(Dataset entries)
──────────

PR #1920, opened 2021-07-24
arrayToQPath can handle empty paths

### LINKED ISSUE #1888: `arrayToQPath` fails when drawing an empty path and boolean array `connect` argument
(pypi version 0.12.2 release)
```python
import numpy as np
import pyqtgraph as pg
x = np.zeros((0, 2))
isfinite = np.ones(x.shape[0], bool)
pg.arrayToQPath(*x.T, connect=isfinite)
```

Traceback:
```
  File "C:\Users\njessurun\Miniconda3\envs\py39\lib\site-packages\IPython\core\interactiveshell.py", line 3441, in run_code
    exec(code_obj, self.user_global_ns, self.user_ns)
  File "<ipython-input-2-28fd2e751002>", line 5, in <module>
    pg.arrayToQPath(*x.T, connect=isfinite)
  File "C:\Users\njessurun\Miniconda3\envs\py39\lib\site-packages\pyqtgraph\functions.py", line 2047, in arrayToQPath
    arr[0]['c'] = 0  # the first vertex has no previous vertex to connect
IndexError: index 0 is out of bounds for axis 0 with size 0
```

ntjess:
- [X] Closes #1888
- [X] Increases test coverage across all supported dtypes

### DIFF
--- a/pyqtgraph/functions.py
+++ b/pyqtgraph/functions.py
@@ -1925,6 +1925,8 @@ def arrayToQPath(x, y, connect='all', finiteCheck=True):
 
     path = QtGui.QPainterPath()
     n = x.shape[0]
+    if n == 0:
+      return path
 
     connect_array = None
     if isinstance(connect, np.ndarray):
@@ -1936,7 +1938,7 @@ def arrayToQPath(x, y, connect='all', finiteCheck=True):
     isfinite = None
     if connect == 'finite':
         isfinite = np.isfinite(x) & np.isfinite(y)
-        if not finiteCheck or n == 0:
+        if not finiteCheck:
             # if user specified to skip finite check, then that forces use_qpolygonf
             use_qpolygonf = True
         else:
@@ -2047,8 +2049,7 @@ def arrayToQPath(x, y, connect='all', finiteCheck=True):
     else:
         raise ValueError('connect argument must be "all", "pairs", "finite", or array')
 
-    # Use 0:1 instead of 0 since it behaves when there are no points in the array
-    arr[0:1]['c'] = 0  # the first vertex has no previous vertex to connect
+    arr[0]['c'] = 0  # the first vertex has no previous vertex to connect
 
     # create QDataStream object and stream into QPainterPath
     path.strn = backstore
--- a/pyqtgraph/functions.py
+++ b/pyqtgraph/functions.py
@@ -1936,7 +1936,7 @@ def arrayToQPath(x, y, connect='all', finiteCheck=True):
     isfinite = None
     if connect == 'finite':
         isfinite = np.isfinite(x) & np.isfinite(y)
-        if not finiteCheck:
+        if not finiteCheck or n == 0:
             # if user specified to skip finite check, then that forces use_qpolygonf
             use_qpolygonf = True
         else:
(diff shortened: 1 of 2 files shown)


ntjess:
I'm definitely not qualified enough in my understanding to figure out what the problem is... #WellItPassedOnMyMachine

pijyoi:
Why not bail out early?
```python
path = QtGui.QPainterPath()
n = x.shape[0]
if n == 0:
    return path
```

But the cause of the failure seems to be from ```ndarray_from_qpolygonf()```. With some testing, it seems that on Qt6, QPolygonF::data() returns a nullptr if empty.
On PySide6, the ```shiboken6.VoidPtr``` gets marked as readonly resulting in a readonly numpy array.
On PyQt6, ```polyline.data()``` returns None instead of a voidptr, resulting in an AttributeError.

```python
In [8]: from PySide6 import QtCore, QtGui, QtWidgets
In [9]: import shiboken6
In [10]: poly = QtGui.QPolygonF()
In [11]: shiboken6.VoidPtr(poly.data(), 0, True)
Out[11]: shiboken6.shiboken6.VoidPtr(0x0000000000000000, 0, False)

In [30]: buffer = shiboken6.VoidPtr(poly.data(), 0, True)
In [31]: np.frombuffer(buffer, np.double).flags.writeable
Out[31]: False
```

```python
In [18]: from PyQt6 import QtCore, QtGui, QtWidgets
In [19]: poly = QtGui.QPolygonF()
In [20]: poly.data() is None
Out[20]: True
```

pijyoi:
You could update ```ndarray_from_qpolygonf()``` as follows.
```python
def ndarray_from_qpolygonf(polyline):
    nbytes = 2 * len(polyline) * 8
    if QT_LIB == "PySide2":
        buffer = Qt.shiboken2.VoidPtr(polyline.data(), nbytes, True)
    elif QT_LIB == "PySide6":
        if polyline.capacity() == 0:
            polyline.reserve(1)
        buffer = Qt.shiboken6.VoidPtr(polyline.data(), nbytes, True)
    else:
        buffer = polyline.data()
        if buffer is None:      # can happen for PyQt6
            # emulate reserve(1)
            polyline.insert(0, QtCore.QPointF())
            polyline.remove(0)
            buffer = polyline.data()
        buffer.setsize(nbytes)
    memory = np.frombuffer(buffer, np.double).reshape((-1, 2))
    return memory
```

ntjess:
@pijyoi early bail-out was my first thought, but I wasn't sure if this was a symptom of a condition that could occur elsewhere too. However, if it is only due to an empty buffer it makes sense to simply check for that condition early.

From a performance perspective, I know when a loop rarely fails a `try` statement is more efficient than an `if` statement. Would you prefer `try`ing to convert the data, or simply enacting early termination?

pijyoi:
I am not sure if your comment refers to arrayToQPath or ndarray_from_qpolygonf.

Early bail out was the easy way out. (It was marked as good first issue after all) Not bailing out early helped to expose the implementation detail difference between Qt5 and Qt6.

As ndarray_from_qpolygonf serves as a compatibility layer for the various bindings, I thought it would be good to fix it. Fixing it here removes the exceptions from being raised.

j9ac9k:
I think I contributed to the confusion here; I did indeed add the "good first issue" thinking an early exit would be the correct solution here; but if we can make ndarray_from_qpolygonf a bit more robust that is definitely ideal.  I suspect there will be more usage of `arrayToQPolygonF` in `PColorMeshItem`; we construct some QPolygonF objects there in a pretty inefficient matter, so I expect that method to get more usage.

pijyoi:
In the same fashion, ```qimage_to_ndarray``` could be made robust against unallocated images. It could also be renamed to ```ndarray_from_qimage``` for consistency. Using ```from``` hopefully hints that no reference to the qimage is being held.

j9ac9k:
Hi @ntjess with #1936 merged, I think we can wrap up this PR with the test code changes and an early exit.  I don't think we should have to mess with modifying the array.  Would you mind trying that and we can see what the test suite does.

──────────

(Task requirements) Start at the first line of the entries and stop at the line that contains "connect_array = None". Repeat every line in that span exactly, and nothing beyond it.

(Solution to this problem)
PR #1920, opened 2021-07-24
arrayToQPath can handle empty paths

### LINKED ISSUE #1888: `arrayToQPath` fails when drawing an empty path and boolean array `connect` argument
(pypi version 0.12.2 release)
```python
import numpy as np
import pyqtgraph as pg
x = np.zeros((0, 2))
isfinite = np.ones(x.shape[0], bool)
pg.arrayToQPath(*x.T, connect=isfinite)
```

Traceback:
```
  File "C:\Users\njessurun\Miniconda3\envs\py39\lib\site-packages\IPython\core\interactiveshell.py", line 3441, in run_code
    exec(code_obj, self.user_global_ns, self.user_ns)
  File "<ipython-input-2-28fd2e751002>", line 5, in <module>
    pg.arrayToQPath(*x.T, connect=isfinite)
  File "C:\Users\njessurun\Miniconda3\envs\py39\lib\site-packages\pyqtgraph\functions.py", line 2047, in arrayToQPath
    arr[0]['c'] = 0  # the first vertex has no previous vertex to connect
IndexError: index 0 is out of bounds for axis 0 with size 0
```

ntjess:
- [X] Closes #1888
- [X] Increases test coverage across all supported dtypes

### DIFF
--- a/pyqtgraph/functions.py
+++ b/pyqtgraph/functions.py
@@ -1925,6 +1925,8 @@ def arrayToQPath(x, y, connect='all', finiteCheck=True):
 
     path = QtGui.QPainterPath()
     n = x.shape[0]
+    if n == 0:
+      return path
 
     connect_array = None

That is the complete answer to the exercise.